Lecture 3 of Stanford’s CME 295 course provides an in-depth overview of large language models, focusing on their architectures, efficient scaling techniques like Mixture of Experts, and advanced text generation methods including decoding strategies and prompting techniques to enhance performance and interpretability. It also covers inference-time optimizations such as KV caching and speculative decoding that improve computational efficiency while maintaining high-quality output.

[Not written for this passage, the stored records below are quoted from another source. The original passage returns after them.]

PR #275, opened 2023-06-01
fix: ensure cosign client can be sent between threads

flavio:
After d9b198ae4530a63932d8d674b1dd033fc08b0dfe got merged, the `Sync` and `Send` supertraits got removed from the `ClientCapabilities` trait. This was done to ensure the code could build when the `wasm32` target is used.

Unfortunately, this makes impossible to send the cosign client between threads. This causes an error like the following one:

```
error: future cannot be sent between threads safely
the trait `Send` is not implemented for `(dyn sigstore::registry::ClientCapabilities + 'static)`
```

This commit fixes the issue by introducing conditional compilation checks.

### DIFF
--- a/src/cosign/client.rs
+++ b/src/cosign/client.rs
@@ -43,7 +43,8 @@ pub struct Client {
     pub(crate) fulcio_cert_pool: Option<CertificatePool>,
 }
 
-#[async_trait(?Send)]
+#[cfg_attr(not(target_arch = "wasm32"), async_trait)]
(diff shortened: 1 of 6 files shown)


flavio:
Once this is merged I would like to tag the `v0.7.1` release

Xynnn007:
Hey I love this PR. Before we have to create a temporary runtime to handle this

Xynnn007 (approved):

viccuad (approved):
LGTM!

In Lecture 3 of Stanford’s CME 295 course on Transformers and Large Language Models (LLMs), the instructor begins by recapping the foundational concepts covered in previous lectures, focusing on the three main categories of transformer-based models: encoder-decoder models like T5, encoder-only models such as BERT, and decoder-only models exemplified by GPT. The lecture then introduces the concept of large language models, defining them as language models that predict the probability of the next token in a sequence and are characterized by their massive scale—often containing billions to trillions of parameters and trained on vast datasets comprising hundreds of billions to trillions of tokens. The discussion highlights that modern LLMs are predominantly decoder-only architectures, optimized for text generation tasks.
A significant portion of the lecture is dedicated to the concept of Mixture of Experts (MoE), a technique designed to improve computational efficiency in large models. Instead of activating all parameters for every prediction, MoE selectively activates a subset of “experts” (specialized subnetworks) based on the input, guided by a gating or routing network. This approach reduces the computational load during inference by only engaging relevant experts. The lecture explains the difference between dense MoE, where all experts contribute weighted outputs, and sparse MoE, which activates only the top-k experts. Challenges such as routing collapse—where only a few experts are consistently used—are addressed through modified loss functions and techniques like noisy gating to encourage balanced expert utilization.
The lecture then shifts focus to the methods of generating text from LLMs. It contrasts greedy decoding, which selects the highest probability token at each step but can lead to repetitive and suboptimal sequences, with beam search, which maintains multiple candidate sequences to find a more globally optimal output. However, beam search can lack diversity and creativity, leading to the widespread adoption of sampling methods like top-k and top-p sampling, which introduce randomness by sampling from the most probable tokens. The role of temperature in controlling the randomness of sampling is explained mathematically, showing that lower temperatures produce more deterministic outputs while higher temperatures increase diversity and creativity in generated text.
Next, the lecture explores prompting strategies to guide LLMs in producing desired outputs without retraining. It introduces in-context learning, where models are given examples (few-shot) or just instructions (zero-shot) within the input prompt to steer their responses. Techniques like chain-of-thought prompting encourage the model to generate intermediate reasoning steps before the final answer, improving performance and interpretability. Self-consistency is another method discussed, where multiple sampled outputs are generated and the most consistent answer is selected via majority voting, enhancing robustness. The lecture also touches on the importance of managing context length, noting that while larger context windows allow for more input tokens, they can introduce challenges like context rot, where the model’s ability to retrieve relevant information diminishes with longer contexts.
Finally, the lecture covers various inference-time optimization techniques to make LLM generation more efficient. It discusses KV caching, which stores key and value matrices from previous tokens to avoid redundant computations during autoregressive generation. Techniques like group query attention and multi-latent attention reduce memory and computational overhead by sharing or compressing representations across attention heads. On the output side, speculative decoding leverages smaller draft models to propose tokens that are then verified by the larger target model, speeding up generation without sacrificing quality. Multi-token prediction extends this idea by embedding draft predictions within the same model architecture. These methods collectively aim to balance computational efficiency with maintaining high-quality, diverse, and coherent text generation.